The octopus offers perhaps the most striking demonstration of distributed embodied cognition. With 500 million neurons but only one-third in the central brain, two-thirds reside in the eight arms. Each arm operates semi-autonomously: severed arms respond to stimuli an hour after separation, processing information locally without routing through the central brain. This is not mere reflex but genuine peripheral intelligence—arms “think for themselves,” coupling directly with environmental affordances. The octopus enacts its world not primarily through centralized neural processing but through distributed sensorimotor loops closed at the periphery.

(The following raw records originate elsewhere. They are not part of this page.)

PR #465, opened 2016-03-16
CXX-866 check for cursor_more before iterating

Machyne:


Machyne:
never mind! mognoc_cursor_more doesn't give us more information.

PR #467, opened 2016-03-21
CXX-822 Swap reversed comments for bulk operations

acmorrow:


Machyne:
LGMT! Much less confusing this way

PR #521, opened 2016-08-24
CXX-1010 Use a regular string rather than a raw string; fix Visual Studio 2015 build

aseering:
Visual Studio finds a bunch of syntax errors on this line with the raw string, so it fails to compile mongo_cxx's test suite.  It seems to start failing at "id1"; I'm guessing that it thinks the string ends at that point, maybe because of the escaped quote or because of the macro expansion or some combination of the above.  (There are several other raw strings in the file; they are all simpler strings, but they all compile fine.)

This fixes the test-build on Visual Studio by rewriting this string as a regular (non-raw) string.


xdg:
Thanks.  Assigned [CXX-1010](https://jira.mongodb.org/browse/CXX-1010) for tracking.

xdg:
Cherry picked to master (and clang-formatted).  Thank you!

aseering:
Thanks for merging!  This will help our builds.

PR #523, opened 2016-09-08
CXX-778 Allow SSL configuration independently of the C driver

acmorrow:


src/mongocxx/config/postlude.hpp
```diff
@@ -1,3 +1,4 @@
+
```
xdg: White space?

xdg:
This seems fine, but I thought the original ticket was about CMake: refuse to build if SSL is requested and libmongoc doesn't support it.

src/mongocxx/config/postlude.hpp
acmorrow: Oops, fixed thanks.

acmorrow:
@xdg - We could probably do that, but I'm not sure it is worth it. The real point of the original ticket (which I wrote), was to make sure that we could easily test building the C++ driver with and without SSL without needing to build the C driver twice (one with and once without SSL), because at one point we had broken the non-ssl build but didn't notice since the underlying C driver had SSL.

acmorrow:
Ping?

xdg:
I don't object to what you've done. I do think that letting users detect that libmongoc doesn't have SSL support at build time is useful, but I don't think it's a priority.

PR #524, opened 2016-09-08
CXX-938 Declare polyfills in the inline ABI namespace

acmorrow:


xdg:
Weird travis failure, but otherwise LGTM

Machyne:
LGTM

This challenges the brain-centered view of cognition. The octopus demonstrates that vertebrate-level intelligence is achievable through radically different neural architecture—not centralized representation but distributed enaction. Each arm structurally couples with local environmental features, coordinating loosely with other arms and central brain rather than executing detailed central commands. Cognition happens in the coupling, not in the controller.

Mind Beyond the Brain

Enaction fundamentally challenges three dominant assumptions: that cognition happens primarily in brains, that it operates through internal representations, and that it follows computational principles. Against these, I propose that cognition requires organism-environment coupling, proceeds through structural drift rather than representation manipulation, and constitutes a form of enaction rather than computation.

The implications extend to artificial intelligence and consciousness studies. If cognition requires embodiment, disembodied AI systems may achieve symbol manipulation without genuine understanding grounded in sensorimotor coupling. Consciousness may require not just information processing but embodied structural coupling—the way organism and environment mutually specify each other through recurrent interaction.

Understanding cognition demands studying not isolated brains but whole organism-environment systems. The autopoietic organization is the cognitive organization: living is knowing, knowing is living. The world we perceive is not given but enacted through our particular sensorimotor coupling. Organisms don’t solve the problem of representing an external world; they dissolve it by bringing forth their own worlds through embodied action.

This is the lesson of enaction: cognition is not in the head but in the loop. Mind emerges from structural coupling between organism and environment, mediated by the body’s sensorimotor capabilities. To study consciousness, we must study not neural correlates alone but the entire dynamical system spanning brain, body, and world. Only then do we grasp how organisms enact their worlds—how cognition is action, how knowing is doing, how mind extends beyond the brain into the very structure of our embodied engagement with environments that we simultaneously create and inhabit.